If the receiving server is well-protected, too, you may need a Router record that allows relaying of any address rerouted with that record. Use the RelayAll: prefix for those records:
Very often you do not want the Router records to be used for actual relaying - you provide them for your own clients only, to specify a special path for certain addresses/domains. For example, if you want mail to bigprovdier.com to be sent via a particular relay relay3.com, you should place the following record into the Router table:
Without the NoRelay prefix, any host on the Internet could send messages to bigprovdier.com via your Server. The NoRelay prefix tells the Router not to add marker to addresses in the bigprovdier.com domain, so only your own users (clients) can send mail to bigprovdier.com domain using your Server.
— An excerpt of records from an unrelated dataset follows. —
PR #2424, opened 2024-06-27
fix: Full-page table uses container background colours instead of page background colours

connorlanigan:
There was a previous PR for this, which was later reverted: #2398 

### Description

This PR updates the colour tokens used for the Table header background. It used to use the Container tokens, even if the table was in the `full-page` variant, which does not have a (visible) container. After this PR, the table uses the page-level colour tokens when it is in the `full-page` variant.

#### Screenshots

Before
themed before

After
themed-after

### How has this been tested?

Manual testing in the dev pages

<details>

#### Correctness

#### Security

#### Testing

</details>

---

### DIFF
--- a/src/container/internal.tsx
+++ b/src/container/internal.tsx
@@ -143,6 +143,7 @@ export default function InternalContainer({
                   [styles['with-toolbar']]: hasToolbar,
                   [styles['with-hidden-content']]: !children || __hiddenContent,
                   [styles['header-with-media']]: hasMedia,
+                  [styles['header-full-page']]: __fullPage && isRefresh,
                 })}
                 {...stickyStyles}
                 ref={headerMergedRef}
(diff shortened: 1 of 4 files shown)


src/container/internal.tsx
```diff
@@ -143,6 +143,7 @@ export default function InternalContainer({
                   [styles['with-toolbar']]: hasToolbar,
                   [styles['with-hidden-content']]: !children || __hiddenContent,
                   [styles['header-with-media']]: hasMedia,
+                  [styles['header-full-page']]: __fullPage && isRefresh,
```
connorlanigan, line 146: This line is the only change compared to the previous PR. Since the full-page variant only exists in VR, we only apply this class here when VR is enabled.

YueyingLu (approved):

Note: you may have an alias record in your Router:
This record tells the server to reroute all mail addressed to joe@mydomain.com to joe5@bigprovdier.com. Since this record has the (default) Relay: prefix, anybody in the world can send messages to joe@mydomain.com and those messages will be successfully relayed to the bigprovdier.com domain. The joe5@bigprovdier.com address will be converted to joe5%bigprovdier.com@relay3.com.via and sent via relay3.com host: the second address transformation does not add the "can relay" marker, but it does not reset the "can relay" marker set during the first transformation:
Operation Applied | Address | Marker |
---|---|---|
Received (Original) address | joe@mydomain.com | NO |
Main Domain (mydomain.com) cut-off: | joe | NO |
Router Record: <joe> = joe5@bigprovdier.com | joe5@bigprovdier.com | YES |
Router Record: NoRelay:bigprovdier.com = bigprovdier.com@relay3.com.via | joe5%bigprovdier.com@relay3.com.via | YES |
SMTP Module: accepted for the host relay3.com | joe5@bigprovdier.com | YES |
When a Server is a member of a Dynamic Cluster, the WebAdmin Network and Queue Settings pages provide links that allow you to switch between the local (server-wide) and the cluster-wide Settings.
The cluster-wide Address Tables (Client IP Addresses, Blacklisted IP Addresses, Unblacklistable IP Addresses) are processed as extenstions of the server-wide tables: an address is considered to be listed if it is included into either the server-wide or into the cluster-wide table.
The cluster-wide "Client By DNS Name" list is processed as an extension of the individual server-wide list of "Client By DNS Name" domain names (if the Detect Clients by DNS Name option is enabled on the cluster-wide page).
The cluster-wide "Blacklist By DNS Name" list is processed as an extension of the individual server-wide list of "Blacklist By DNS Name" domain names (if the Blacklist by DNS Name option is enabled on the cluster-wide page).
The cluster-wide list of "Blacklisted" RBLs is processed as an extension of the individual server-wide RBL server lists. Each server will consult with the locally-specified RBL servers first, then it will consult with the RBL servers specified in the cluster-wide settings.
The cluster-wide "Banned" settings are processed as extensions of the server-wide settings: a message is banned if its header or body line is listed in the server-wide or in the cluster-wide settings.